Do lixo que a Lipor – Associação de Municípios para a Gestão Sustentável de Resíduos do Grande Porto recebeu, 16.742 toneladas foram depositadas em aterro.

No último ano, destaca, recebeu 71.084 toneladas de papel, plástico, metal e vidro para reciclagem multimaterial, um aumento de 2,3% relativamente a 2024.

A capitação total por habitante do ano 2025 cifrou-se, então, nos 122,5 quilos, “refletindo o desempenho do sistema na recolha de recicláveis”.

Em comunicado, a associação intermunicipal dá conta desta entrada de mais de 71 mil toneladas provenientes “da recolha seletiva porta-a-porta e de proximidade com acesso condicionado”, mas também ecopontos e ecocentros nos oito municípios que a compõem – Porto, Maia, Matosinhos, Gondomar, Póvoa de Varzim, Vila do Conde, Espinho e Valongo.

O papel e cartão, com aumento de 3,4% para 26.115 toneladas, e as embalagens, com crescimento de 3,7% em relação ao ano anterior, para 18.222 toneladas, lideraram o crescimento nas unidades de triagem.

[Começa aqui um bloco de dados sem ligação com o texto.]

PR #5225, opened 2023-05-18
[FileCheck] Add -dump-input to dump full input.

python3kgae:
New option -dump-input is added to help debug.
The default behavior is to dump when fail.
-dump-input=never will disable this.


python3kgae:
-dump-input in upstream is more powerful but it is not an easy single PR merge.
This simple dump should be good enough for now.

llvm-beanz (commented):
I would greatly prefer we not change the default behavior for this.

Our test logs are already extremely long and verbose when things go wrong and spewing lots and lots of extra output for each failure will only make that worse.

test/FileCheck/dump-input/fail.test
```diff
@@ -0,0 +1,5 @@
+RUN: not FileCheck -dump-input=fail --input-file=%S/Input/input.input %s  2>&1 | FileCheck  %S/Input/check-input.input
```
llvm-beanz, line 1: I think you have this test written backwards. The files in the `Inputs` should be the full test case, so they should be the input and check lines for the first `FileCheck` call. This file's check lines should be the ones verifying the result (the second FileCheck call).

python3kgae: Fixed.

tex3d (approved):
I think this is a useful capability, which we can experiment with turning on for pipeline builds.  It doesn't add to the large log when there are no failures, but could help investigations significantly in certain failure cases, especially when those failures prove difficult to reproduce outside the pipeline configuration.

llvm-beanz:
This change doesn’t give us a way to opt-in globally, so I’m unclear on how it would be used. Opting in on pipeline builds is _exactly_ what I’m concerned about. Our pipeline builds are already so overly verbose that it is really difficult to figure out which tests failed, much less identify the failure.

python3kgae:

Em sentido inverso, nos biorresíduos foram recolhidas 55.160 toneladas, menos 0,4% em relação a 2024, descidas também verificadas nos verdes (decorrentes de jardinagem, poda e outras atividades relacionadas), de 2% para 26.296 toneladas.

Numa flutuação que a Lipor atribui a “comportamentos distintos entre fluxos”, os alimentares subiram 1,1%, para 28.863 toneladas.

O tratamento dos resíduos na Lipor gera produtos que, releva a associação, “apresentaram uma positiva performance ambiental”, a começar pela energia elétrica gerada e depois exportada para a rede, o composto orgânico e o substrato Nutrimais, e ainda os recicláveis.

“Tiveram um impacto positivo na redução de emissões de gases com efeito estufa noutros setores económicos na ordem das 139.407 tCO2e [toneladas métricas de dióxido de carbono equivalente], o que equivale às emissões de gases de efeito estufa associadas à circulação anual de 53.600 automóveis”, pode ler-se na nota.

A Lipor, criada em 1982, é composta pelos municípios do Porto, Maia, Matosinhos, Gondomar, Póvoa de Varzim, Vila do Conde, Espinho e Valongo, abrangendo cerca de 10% da população portuguesa.